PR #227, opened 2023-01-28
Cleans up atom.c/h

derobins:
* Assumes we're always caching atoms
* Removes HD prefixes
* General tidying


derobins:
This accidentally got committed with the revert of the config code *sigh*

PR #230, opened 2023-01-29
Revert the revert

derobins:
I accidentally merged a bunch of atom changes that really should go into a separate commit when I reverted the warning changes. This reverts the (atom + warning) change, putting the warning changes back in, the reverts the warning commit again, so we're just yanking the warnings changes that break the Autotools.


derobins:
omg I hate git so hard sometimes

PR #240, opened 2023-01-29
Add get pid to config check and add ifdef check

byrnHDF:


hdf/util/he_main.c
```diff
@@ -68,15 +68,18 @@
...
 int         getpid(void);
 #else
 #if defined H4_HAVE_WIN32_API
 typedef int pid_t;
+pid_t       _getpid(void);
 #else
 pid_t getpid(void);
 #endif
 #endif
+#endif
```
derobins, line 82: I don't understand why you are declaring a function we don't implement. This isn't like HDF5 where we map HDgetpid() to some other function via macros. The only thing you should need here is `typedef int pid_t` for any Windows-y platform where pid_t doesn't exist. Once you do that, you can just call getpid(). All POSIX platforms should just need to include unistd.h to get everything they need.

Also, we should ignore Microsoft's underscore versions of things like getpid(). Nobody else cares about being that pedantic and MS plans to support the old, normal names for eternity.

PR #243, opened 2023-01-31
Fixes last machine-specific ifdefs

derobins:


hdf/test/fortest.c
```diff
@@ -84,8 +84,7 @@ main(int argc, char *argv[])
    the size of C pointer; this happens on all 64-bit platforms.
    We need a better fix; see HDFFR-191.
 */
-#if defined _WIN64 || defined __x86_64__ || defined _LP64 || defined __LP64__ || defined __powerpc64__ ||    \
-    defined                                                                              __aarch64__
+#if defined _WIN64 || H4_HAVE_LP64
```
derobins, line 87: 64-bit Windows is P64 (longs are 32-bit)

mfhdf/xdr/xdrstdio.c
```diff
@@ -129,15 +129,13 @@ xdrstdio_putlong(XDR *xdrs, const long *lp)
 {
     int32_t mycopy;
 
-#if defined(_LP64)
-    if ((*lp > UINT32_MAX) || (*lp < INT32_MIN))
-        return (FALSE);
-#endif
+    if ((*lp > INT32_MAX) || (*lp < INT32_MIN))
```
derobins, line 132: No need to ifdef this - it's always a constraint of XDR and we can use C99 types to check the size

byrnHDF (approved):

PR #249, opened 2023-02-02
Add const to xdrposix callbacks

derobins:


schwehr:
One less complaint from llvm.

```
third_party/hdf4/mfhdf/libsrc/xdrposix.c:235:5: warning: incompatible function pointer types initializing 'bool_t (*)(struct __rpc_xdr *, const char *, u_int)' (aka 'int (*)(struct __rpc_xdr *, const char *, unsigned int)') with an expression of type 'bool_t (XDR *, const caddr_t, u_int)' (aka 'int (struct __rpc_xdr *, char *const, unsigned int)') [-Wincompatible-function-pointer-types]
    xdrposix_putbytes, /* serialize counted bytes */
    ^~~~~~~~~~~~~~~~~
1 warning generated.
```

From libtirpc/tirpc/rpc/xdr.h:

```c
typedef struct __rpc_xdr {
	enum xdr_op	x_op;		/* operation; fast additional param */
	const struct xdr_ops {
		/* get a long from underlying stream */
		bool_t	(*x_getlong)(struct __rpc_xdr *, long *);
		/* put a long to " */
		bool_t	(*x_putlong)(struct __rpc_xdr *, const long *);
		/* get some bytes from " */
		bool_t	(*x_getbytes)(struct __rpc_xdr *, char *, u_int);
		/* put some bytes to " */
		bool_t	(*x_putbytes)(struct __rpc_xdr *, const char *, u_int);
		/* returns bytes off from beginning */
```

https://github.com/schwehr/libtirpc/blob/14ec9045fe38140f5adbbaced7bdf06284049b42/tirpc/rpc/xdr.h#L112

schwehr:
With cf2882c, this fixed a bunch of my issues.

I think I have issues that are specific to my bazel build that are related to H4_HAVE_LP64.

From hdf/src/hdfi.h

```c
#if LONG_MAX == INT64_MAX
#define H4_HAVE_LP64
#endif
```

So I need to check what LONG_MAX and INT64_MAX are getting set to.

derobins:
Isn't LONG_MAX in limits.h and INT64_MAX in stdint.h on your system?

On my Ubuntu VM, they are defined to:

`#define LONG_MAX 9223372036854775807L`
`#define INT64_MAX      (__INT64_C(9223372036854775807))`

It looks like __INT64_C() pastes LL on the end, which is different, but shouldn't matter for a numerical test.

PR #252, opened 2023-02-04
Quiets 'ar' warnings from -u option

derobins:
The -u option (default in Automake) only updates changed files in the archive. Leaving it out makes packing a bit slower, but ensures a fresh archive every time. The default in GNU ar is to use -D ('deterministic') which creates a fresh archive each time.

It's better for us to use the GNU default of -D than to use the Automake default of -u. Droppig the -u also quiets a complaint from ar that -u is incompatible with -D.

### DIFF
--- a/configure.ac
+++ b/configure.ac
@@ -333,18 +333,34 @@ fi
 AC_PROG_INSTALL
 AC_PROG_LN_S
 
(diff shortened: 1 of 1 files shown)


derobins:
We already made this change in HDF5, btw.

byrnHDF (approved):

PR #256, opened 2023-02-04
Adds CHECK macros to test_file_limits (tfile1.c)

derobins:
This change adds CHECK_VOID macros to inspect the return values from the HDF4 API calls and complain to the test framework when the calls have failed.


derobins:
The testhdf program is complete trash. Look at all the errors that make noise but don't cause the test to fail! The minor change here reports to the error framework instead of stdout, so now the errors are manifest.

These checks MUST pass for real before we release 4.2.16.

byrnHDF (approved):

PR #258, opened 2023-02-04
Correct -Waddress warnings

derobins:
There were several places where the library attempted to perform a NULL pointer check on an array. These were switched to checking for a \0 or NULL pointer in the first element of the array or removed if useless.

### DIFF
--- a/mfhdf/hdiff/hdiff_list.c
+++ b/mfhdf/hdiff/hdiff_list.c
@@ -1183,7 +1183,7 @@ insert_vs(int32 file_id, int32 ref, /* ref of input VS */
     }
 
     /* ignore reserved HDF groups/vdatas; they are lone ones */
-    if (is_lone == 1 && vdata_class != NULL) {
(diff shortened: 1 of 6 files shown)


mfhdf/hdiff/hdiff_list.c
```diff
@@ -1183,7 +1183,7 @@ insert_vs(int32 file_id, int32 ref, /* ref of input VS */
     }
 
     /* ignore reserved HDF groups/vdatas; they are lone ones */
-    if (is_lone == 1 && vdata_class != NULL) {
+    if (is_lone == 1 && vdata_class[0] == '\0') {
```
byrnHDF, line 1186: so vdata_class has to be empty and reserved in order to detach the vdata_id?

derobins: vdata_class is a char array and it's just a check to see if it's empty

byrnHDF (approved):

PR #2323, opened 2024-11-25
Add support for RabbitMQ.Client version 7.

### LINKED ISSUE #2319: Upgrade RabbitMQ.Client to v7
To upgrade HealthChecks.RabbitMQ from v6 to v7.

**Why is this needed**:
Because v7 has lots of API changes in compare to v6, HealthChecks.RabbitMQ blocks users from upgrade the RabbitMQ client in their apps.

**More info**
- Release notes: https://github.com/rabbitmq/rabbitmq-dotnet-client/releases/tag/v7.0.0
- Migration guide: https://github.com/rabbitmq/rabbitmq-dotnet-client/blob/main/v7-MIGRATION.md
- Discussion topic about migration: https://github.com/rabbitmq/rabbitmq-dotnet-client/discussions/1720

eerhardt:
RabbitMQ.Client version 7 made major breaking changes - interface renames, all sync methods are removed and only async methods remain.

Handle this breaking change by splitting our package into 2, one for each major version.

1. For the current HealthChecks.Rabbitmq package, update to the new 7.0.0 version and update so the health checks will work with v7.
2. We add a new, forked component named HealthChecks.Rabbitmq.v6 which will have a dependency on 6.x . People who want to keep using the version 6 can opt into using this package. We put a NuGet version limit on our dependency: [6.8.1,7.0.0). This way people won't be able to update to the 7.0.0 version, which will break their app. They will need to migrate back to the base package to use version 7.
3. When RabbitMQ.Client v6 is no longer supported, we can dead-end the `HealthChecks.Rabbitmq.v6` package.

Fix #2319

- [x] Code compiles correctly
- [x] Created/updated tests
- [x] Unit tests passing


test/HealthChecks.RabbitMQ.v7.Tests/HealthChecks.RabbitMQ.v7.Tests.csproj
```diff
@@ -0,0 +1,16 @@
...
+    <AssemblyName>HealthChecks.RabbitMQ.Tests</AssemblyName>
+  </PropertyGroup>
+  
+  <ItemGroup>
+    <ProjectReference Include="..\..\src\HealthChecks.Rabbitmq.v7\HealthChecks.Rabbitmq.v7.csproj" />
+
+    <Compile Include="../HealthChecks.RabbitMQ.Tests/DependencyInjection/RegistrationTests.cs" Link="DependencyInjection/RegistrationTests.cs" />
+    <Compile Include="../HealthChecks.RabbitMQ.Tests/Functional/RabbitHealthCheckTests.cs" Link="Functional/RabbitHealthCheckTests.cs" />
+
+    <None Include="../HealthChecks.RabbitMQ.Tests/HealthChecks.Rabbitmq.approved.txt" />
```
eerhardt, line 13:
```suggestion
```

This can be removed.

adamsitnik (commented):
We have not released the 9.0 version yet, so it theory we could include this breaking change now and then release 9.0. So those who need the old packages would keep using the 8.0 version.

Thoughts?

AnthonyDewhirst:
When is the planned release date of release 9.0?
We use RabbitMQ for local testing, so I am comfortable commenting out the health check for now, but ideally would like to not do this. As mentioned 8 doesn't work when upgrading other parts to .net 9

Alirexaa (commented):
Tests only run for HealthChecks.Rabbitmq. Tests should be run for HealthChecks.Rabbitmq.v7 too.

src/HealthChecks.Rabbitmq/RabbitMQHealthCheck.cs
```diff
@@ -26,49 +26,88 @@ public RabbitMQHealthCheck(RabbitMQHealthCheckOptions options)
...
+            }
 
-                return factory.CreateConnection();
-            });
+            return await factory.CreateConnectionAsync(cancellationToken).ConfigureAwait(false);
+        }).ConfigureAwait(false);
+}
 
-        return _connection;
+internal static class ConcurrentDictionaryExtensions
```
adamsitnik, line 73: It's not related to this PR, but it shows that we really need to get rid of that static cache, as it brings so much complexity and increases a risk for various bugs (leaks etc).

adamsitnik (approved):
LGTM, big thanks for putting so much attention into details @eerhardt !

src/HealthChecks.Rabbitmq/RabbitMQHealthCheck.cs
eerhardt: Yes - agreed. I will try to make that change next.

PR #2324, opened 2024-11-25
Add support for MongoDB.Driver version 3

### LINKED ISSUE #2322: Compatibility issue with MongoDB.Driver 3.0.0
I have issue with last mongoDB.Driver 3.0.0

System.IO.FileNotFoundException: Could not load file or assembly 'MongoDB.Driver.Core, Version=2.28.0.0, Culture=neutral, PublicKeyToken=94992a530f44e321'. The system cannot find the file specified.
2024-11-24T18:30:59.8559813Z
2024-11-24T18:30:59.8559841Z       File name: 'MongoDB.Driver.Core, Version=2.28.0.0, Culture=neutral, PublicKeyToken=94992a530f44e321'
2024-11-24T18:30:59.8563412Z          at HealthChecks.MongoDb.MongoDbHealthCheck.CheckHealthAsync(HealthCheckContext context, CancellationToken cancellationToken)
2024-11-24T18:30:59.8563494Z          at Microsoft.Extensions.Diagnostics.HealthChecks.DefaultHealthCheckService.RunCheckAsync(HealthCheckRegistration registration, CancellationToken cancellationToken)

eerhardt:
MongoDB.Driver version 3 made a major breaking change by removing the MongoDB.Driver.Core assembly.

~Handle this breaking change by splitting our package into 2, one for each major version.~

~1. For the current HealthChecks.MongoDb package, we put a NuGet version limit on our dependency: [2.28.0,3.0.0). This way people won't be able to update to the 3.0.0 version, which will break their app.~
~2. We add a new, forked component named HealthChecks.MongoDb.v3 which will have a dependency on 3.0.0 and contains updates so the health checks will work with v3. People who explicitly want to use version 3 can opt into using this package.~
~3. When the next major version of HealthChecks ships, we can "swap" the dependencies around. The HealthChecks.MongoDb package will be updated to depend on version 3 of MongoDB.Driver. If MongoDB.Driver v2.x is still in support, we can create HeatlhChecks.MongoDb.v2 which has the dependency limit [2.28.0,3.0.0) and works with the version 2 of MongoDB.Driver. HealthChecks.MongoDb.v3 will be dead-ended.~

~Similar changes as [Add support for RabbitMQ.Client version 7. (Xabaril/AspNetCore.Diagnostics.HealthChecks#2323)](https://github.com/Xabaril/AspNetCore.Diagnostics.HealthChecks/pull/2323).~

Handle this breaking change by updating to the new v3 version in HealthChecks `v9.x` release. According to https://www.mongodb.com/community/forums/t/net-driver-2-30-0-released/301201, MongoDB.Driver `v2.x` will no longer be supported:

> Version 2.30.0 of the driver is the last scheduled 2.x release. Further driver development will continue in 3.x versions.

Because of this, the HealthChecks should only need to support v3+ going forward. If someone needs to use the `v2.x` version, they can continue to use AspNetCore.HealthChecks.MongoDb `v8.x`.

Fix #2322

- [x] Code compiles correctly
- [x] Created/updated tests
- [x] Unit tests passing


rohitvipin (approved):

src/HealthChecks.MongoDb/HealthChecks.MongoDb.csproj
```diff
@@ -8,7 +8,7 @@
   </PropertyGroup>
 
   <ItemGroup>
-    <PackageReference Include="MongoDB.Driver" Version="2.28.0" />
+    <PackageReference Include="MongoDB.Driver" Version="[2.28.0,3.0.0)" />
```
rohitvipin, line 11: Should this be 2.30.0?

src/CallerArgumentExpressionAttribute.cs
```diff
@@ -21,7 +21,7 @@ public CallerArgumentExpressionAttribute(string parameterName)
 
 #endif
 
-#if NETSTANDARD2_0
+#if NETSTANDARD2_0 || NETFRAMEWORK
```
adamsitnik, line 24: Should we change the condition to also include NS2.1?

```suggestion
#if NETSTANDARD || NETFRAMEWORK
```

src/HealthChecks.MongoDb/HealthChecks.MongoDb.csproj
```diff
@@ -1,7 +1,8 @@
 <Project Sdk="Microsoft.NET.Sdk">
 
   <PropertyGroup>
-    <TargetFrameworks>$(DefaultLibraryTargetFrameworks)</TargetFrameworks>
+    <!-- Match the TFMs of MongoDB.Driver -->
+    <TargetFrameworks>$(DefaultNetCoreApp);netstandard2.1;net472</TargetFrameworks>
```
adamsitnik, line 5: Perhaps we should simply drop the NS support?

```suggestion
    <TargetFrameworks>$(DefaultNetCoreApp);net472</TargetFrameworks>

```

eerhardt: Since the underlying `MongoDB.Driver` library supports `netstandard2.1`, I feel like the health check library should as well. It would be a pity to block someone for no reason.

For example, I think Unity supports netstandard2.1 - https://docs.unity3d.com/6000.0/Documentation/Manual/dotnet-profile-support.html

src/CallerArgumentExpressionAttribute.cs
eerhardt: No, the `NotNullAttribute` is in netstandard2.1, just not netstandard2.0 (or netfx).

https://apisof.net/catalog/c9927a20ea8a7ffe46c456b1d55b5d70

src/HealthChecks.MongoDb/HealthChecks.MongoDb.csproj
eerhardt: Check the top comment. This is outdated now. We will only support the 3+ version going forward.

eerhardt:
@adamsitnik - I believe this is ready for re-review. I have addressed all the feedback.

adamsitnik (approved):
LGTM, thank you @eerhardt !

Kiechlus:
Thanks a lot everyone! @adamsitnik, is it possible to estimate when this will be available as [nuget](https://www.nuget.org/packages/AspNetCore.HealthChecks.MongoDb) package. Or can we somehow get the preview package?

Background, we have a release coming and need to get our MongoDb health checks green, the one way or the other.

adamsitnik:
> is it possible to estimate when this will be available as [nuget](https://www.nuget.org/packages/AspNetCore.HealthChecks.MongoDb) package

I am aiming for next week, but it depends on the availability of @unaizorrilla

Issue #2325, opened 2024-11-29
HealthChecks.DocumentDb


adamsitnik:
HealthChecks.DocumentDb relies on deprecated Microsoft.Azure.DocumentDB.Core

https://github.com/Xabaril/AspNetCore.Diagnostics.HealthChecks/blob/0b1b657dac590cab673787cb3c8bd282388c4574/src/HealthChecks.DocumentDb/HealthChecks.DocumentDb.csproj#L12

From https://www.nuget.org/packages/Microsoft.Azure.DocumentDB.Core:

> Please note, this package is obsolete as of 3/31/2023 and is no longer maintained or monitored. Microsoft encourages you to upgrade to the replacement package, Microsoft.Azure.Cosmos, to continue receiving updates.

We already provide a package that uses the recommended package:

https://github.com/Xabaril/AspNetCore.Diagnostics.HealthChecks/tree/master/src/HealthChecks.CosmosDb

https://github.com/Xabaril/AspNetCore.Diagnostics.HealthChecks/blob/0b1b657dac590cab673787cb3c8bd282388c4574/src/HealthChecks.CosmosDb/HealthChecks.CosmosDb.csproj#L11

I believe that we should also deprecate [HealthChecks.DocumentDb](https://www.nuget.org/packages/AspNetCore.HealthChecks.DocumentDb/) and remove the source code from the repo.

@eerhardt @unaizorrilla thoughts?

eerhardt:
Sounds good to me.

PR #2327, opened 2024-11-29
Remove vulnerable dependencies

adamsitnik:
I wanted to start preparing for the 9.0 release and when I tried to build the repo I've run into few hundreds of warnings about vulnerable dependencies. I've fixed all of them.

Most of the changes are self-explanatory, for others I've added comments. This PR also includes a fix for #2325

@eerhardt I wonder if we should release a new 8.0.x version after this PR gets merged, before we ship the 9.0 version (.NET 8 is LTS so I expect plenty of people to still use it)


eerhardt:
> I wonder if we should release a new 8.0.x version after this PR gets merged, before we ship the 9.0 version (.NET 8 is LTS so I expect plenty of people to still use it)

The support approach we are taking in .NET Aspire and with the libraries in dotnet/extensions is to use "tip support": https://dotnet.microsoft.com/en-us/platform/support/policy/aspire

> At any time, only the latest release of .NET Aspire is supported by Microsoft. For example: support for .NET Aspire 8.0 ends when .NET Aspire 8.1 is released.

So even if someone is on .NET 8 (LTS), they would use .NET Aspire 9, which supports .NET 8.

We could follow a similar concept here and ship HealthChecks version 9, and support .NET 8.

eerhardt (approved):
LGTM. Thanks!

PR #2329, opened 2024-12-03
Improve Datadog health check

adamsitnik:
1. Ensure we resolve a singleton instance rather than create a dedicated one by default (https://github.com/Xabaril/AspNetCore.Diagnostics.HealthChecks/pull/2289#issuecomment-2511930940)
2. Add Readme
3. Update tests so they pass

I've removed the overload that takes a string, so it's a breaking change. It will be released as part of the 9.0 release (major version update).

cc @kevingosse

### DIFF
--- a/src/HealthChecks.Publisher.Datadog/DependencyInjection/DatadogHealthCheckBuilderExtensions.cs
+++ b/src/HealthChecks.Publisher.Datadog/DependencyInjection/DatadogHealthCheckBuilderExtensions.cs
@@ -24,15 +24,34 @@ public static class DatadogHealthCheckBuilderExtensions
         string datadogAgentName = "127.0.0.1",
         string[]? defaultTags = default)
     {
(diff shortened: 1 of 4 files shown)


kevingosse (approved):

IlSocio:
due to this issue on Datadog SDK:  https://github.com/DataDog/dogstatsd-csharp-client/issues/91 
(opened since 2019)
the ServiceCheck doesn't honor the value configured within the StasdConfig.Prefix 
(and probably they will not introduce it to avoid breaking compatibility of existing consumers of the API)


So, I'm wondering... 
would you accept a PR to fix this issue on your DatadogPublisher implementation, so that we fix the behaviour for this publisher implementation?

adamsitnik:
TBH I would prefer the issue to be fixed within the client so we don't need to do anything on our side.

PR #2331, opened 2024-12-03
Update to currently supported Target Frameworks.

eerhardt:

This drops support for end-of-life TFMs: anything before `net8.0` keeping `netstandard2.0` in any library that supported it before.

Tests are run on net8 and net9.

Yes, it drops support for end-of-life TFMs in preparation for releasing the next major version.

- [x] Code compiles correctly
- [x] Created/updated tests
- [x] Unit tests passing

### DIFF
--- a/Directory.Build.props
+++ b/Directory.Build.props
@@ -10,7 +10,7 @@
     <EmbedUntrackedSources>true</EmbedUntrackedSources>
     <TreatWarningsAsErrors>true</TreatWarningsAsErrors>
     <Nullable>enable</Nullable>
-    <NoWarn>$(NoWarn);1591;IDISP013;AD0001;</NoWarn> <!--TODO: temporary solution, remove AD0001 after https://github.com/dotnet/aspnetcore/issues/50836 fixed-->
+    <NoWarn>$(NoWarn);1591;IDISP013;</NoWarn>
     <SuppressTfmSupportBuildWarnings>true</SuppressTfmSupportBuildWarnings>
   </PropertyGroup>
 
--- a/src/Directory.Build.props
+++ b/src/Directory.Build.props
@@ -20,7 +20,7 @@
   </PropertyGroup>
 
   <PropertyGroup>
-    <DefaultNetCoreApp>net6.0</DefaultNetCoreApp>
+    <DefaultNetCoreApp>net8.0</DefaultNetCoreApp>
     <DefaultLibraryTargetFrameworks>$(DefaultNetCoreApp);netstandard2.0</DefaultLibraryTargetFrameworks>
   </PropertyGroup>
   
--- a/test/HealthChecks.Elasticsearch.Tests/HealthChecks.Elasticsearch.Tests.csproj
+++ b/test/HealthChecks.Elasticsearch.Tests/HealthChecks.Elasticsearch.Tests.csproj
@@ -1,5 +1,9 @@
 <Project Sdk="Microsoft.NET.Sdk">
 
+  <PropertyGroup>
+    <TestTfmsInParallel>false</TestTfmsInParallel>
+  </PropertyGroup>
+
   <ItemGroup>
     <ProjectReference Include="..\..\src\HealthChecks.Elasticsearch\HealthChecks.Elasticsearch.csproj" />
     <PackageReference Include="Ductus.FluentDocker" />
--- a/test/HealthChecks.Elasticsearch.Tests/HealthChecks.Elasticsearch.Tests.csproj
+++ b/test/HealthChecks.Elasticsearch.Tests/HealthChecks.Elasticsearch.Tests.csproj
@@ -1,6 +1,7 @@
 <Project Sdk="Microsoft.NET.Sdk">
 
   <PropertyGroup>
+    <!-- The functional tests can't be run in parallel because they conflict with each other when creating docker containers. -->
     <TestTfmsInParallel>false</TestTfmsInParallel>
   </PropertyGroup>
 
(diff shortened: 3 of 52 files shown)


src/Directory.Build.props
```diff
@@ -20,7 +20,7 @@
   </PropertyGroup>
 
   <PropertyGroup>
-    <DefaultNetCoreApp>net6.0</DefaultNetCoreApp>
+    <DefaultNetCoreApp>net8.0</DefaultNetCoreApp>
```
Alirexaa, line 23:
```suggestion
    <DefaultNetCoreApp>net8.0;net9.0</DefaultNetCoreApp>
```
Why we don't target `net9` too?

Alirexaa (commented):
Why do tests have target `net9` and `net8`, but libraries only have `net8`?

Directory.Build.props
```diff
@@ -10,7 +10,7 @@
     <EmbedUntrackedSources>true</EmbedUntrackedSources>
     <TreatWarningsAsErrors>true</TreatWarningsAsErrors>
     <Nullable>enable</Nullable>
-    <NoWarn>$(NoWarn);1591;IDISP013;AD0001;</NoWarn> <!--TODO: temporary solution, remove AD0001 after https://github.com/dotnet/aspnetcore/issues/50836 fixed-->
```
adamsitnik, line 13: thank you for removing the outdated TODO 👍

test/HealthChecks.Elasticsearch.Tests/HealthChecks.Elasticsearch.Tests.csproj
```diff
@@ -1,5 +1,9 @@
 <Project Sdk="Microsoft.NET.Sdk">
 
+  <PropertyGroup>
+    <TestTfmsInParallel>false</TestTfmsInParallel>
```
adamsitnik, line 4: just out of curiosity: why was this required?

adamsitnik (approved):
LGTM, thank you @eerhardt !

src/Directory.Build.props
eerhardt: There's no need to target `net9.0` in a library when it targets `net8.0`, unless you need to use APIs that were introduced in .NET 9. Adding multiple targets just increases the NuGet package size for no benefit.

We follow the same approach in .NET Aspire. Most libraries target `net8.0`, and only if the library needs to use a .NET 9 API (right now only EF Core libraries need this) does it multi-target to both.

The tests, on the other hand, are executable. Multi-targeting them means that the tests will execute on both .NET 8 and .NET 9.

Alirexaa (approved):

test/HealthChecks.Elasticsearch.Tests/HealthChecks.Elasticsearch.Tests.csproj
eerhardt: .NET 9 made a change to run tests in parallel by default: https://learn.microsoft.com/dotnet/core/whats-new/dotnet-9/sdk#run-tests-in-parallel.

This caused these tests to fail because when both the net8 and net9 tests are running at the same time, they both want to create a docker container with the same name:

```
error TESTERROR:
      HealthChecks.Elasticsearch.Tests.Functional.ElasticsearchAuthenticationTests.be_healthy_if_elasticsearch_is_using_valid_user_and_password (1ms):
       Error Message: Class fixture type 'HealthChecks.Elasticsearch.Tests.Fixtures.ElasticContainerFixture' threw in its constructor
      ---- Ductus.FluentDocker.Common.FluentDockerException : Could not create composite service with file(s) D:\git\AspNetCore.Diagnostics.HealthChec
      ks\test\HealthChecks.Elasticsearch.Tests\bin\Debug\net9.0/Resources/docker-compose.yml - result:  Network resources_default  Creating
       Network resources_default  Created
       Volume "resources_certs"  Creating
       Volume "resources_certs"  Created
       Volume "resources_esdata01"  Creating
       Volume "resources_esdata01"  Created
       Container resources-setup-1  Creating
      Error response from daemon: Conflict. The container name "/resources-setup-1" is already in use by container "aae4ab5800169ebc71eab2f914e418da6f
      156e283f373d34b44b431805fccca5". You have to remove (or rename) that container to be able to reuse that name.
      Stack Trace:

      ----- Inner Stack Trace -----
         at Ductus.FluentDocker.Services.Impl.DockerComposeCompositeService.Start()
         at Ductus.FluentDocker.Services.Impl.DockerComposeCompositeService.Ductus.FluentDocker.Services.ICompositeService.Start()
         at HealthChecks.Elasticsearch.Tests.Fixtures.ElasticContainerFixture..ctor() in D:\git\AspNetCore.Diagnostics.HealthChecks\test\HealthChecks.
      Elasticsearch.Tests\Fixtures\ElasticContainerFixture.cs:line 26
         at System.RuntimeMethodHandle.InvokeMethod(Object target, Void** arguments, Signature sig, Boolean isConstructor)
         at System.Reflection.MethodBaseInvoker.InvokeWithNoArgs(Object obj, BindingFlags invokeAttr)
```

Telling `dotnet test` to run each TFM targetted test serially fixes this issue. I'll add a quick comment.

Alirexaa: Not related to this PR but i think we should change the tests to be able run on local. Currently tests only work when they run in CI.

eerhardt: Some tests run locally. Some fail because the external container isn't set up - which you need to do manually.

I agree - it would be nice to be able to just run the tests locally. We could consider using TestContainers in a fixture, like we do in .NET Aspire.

[TASK PROMPT]
For the records above, state how many lines contain "ConfigureAwait", and nothing more.

[YOUR RESPONSE]
2